Interlude

A couple of people have asked for more detail about the Trout. I wanted to avoid sinking into a catalogue of woe, but I suppose some detail does help to visualise it, so I’ll tell you the gist: my mother’s milk was insufficient and she had bad advice. I don’t know how it took so long for anyone to insist I should be on the bottle, but one detail is that I was a pound under birth weight at four weeks. It was a maiden aunt who insisted on the bottle; whether that was before or after we had gone home I don’t know – I don’t know how long my mother was in the nursing home before being discharged.

But it’s interesting that I’ve had trouble with healthcare professionals all my life. Really inexplicable hostility, especially from nurses. Again, I’m not going to catalogue them here.

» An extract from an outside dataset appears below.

PR #2036, opened 2022-09-09
Add artifacts offline-report search CLI

oliverwm1:
It is difficult to find offline ML reports corresponding to particular models. This adds a search feature for offline reports very similar to the prognostic report searching functionality.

And I’ve had trouble with groups, from the school playground to the Quakers to those ‘safe to be yourself’ therapy groups. Something deep inside me expects to be ignored or rejected, not heard. I know this is an issue faced by a lot of people, but yelling my head off for four weeks to no avail while the brain is trying to form connections can’t have helped.

Sometimes, even now approaching my eighth decade, I wonder if I have a self-cancelling voice.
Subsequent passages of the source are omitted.